The following is an edited transcript of the audio.

How can I explain God's love to a suffering child?

My guess is that children, maybe even more than adults, are able to understand that God's final deliverance will make up for all the pain of the present. They may not be able to grasp with great sophistication the fact that this very moment God's love is being manifested in and through suffering. But a child can surely understand that someday, just as he promises you, God is going to take it away. We may not know why, but he is going to take it away and he is going to reward you in a way that will make all of your suffering seem as though it was not suffering. And he is going to give you everything you need for ever and ever—millions and millions of years—and you are going to be as happy as you can possibly be.

So I would make sure that I communicate to a child that if they trust Jesus then this disease, this pain, is going to be taken away. And you could read them from Revelation 21, "All crying and mourning and pain will be no more, for the former things have passed away."

Secondly, I think it's important to say to them that these evils in the world—the calamity that has come upon you, upon the children around you, and upon the rest of the world—came into the world because of sin. God ordained that the creation fall into futility. And Satan exploits that, and sin exploits that. And God has brought suffering and permits it now because of sin. Your suffering is not necessarily a direct result of your own sin, but because of the sin of humanity and the sin of all our hearts there is evil in the world. So turn away from sin! Receive forgiveness of it and repent and embrace the Savior, and pray for healing. And if the healing doesn't come now, it is going to come later.

And the third thing I would say—and this will depend on the child's capacities (you have to judge)—God builds amazing character, faith, love and depth out of suffering. I could point to people I know right now who've had 23 surgeries because of horrific birth issues and who, to this day, suffer significantly because of it. Yet they are some of the deepest, wisest, most loving, most patient, most ministering people I know; and that's because of what they're suffered and walked through.

On the other hand, if you find somebody for whom nothing has every gone wrong, who has experienced hardly any pain, sorrow or disappointment, you'll find that they're generally rather superficial people. It may be hard for a child to embrace that, but you can tell them that God is doing for you what he can do for nobody else. He's going to make you something special.
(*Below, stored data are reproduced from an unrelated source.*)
Issue #698, opened 2022-01-25
BUG: Ambiguous nucleotides cause private mut to be called as reversion


corneliusroemer:
Investigating EPI_ISL_8927255, I noticed that when there are ambiguous nucleotides in the query sequence at sites that are mutated in the nearest reference tree node, we falsely call this as reversions to the reference.

![image](https://user-images.githubusercontent.com/25161793/150979135-56f7dba4-7bf8-4d21-9811-29a8409b5c28.png)

![image](https://user-images.githubusercontent.com/25161793/150979145-2659a003-1c87-4456-a68d-39500ec88a2b.png)

This is an edge case that we didn't seem to have considered when implementing the new feature, though we could have already thought about it back in the days because it's already relevant for raw private mutation counts: does this count as private mutation or not?

In this particular case, it's very useful to know that there's ambiguity at an attachment node, this is potential evidence that there may be contamination at play. Not quite clear how we would want to report this

PR #702, opened 2022-01-25
fix: account for ambiguous nucs when matching private mut labels

ivan-aksamentov:
Tries to address some of the points in https://github.com/nextstrain/nextclade/issues/698

This replaces strict equality of nucleotides with the equivalence when searching for private mutation labels in the label map.

I replaced `operator==(nuc1, nuc1)` call with `isMatch(nuc1, nuc2)` call, which matches both nucleotides against IUPAC table of equivalence. This means that ambiguous nucleotides will be considered equivalent to their corresponding non-ambuguous ones. Nucleotide `N` will be equivalent to any nucleotide, which may or may not be what we need.


corneliusroemer:
I quickly tested and there seems to be no change yet, that's expected, right? The `isMatch` function is still "TODO".

Maybe convert this to a draft PR?

image
image

ivan-aksamentov:
@corneliusroemer I'd expect this to work for nucs. The "TODO" you are referring to is for the aa version of the function. The nuc version of this function is just above it, and is well implemented, I believe.

The situation you described - I think it is by design:
 - first the reversions are sifted away
 - then non-reversions are split to labeled and unlabeled

This PR only affects the second step. i.e. it does not fix the reversions/non- reversions split.

I will look into the fix of the first step.

corneliusroemer:
I see, you're right, by carefully reading it again I see that you only talk about labeled vs unlabeled mutations when in #698 I especially talk about reversions being the issue. Both should be treated the same, where ambiguous are not counted as private mut if it's consistent - since amiguous mtuations are already accounted for in their own QC rule.

Issue #703, opened 2022-01-25
BUG/UX: `[ERROR] Nextclade: Error: File not found: ""` when neither specifying `--input-dataset` nor `input-virus-properties`


corneliusroemer:
First encountered by @sidneymbell (so impacting actual users)

If you update Nextclade to v1.10.0 and run nextclade without the `--input-dataset` flag (which worked in the past) and don't explicitly add `--input-virus-properties` you get a relatively unspecific error:

> [ERROR] Nextclade: Error: File not found: "". Please verify correctness of input flags. If a dataset is used, check that the dataset is not corrupted and is compatible with this version of Nextclade CLI.

Repro:
```
nextclade run \
                  --input-fasta dataset_old/sequences.fasta \
                  --reference dataset_old/reference.fasta \
                  --input-gene-map dataset_old/genemap.gff \
                  --input-tree dataset_old/tree.json \
                  --input-qc-config dataset_old/qc.json \
                  --input-pcr-primers nextclade_dataset/primers.csv --output-dir . \
                  --output-fasta out.fa
```

When preparing for v1.10.0 we thought about people forgetting to update their datasets, but we didn't think about people who do not use `--input-dataset` and thus will have to manually add `--input-virus-properties`.

Since this issue will likely confuse quite a few users, I suggest we make the error more informative, mentioning the file missing explicitly and/or suggesting to use `--input-dataset`.

In addition, we could make the somewhat breaking change clearer in the changelog to make it easier for people to find out they have to add `--input-virus-properties`.

I quickly searched Github to check whether people do not use `--input-dataset` and there's quite a good number of repos. @fritzo has struggled with this, @dpark01 figured it out in the end, and there are more examples, so I think this is quite high priority.

Example code:
https://github.com/epi2me-labs/wf-artic/blob/master/main.nf#L354
https://github.com/broadinstitute/viral-pipelines/commit/97fd3397479366d7867a8fed6ee1a8cb3e0fa157#diff-3afbf685570ea9a80c1e5eae2b71b260d1c9d27bea5d31138224736974887704
https://github.com/broadinstitute/pyro-cov/commit/5a0abe803539343f8cfa0e17742f12c2177dbbf4
https://github.com/theiagen/public_health_viral_genomics/blob/main/tasks/task_taxonID.wdl

ivan-aksamentov:
@corneliusroemer  I forgot to add a check. Here is the fix: https://github.com/nextstrain/nextclade/pull/704.
[...]

PR #704, opened 2022-01-25
fix: improve error message when virus properties flag is missing

ivan-aksamentov:
Resolves: https://github.com/nextstrain/nextclade/issues/703

Adds missing CLI args check for a situation where `--input-dataset` is not provided and neither the `--input-virus-properties`.

Now the error message reads as follows:

> [ERROR] Nextclade: Error: Either `--input-dataset` or `--input-virus-properties` is required. Cannot proceed without virus properties. Note: the new required file `virus_properties.json` was introduced in version 1.10.0. You can obtain it from the latest Nextclade dataset. See `nextclade dataset get --help` and https://docs.nextstrain.org/projects/nextclade for more information

### DIFF
--- a/packages/nextclade_cli/src/io/getInputPaths.h
+++ b/packages/nextclade_cli/src/io/getInputPaths.h
@@ -100,6 +100,15 @@ namespace Nextclade {
         "Either `--input-dataset` or `--input-qc-config` is required. Cannot proceed without QC config.");
     }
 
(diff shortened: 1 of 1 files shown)


corneliusroemer (approved):
Great! This shouldn't break anything so ready for patch release tomorrow once Richard has ok'ed it?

Maybe you'll do like Helen Roseveare and take a rose—a long stem red rose—and hold it up before the child. And you'll take a knife and say, "This red rose was what you might have been if you didn't have this disease or this pain." Then you start cutting it. And you cut all the green bark off of this long stem red rose. And you say, "This is what God is doing, and it hurts sometimes." Then you cut off the barb. And then you lop off the flower at the end, and you sharpen it down. And what the child finally sees in front of him is a white straight sharp arrow. The rose has become an arrow that can be put into a bow and shot into somebody's heart or into some enemy's face, something that a regular rose could never had done.

I heard that illustration from Helen Roseavere as she was talking about the destruction of some teenagers in South Africa back in the 1950s. And she showed with the arrow illustration how God used the killing of these teenagers in order to accomplish some great purposes that could not have been otherwise accomplished.

So a child might get help from some kind of practical visual illustration like that, showing them that God is going to make them into someone unusually useful if they hold fast to him.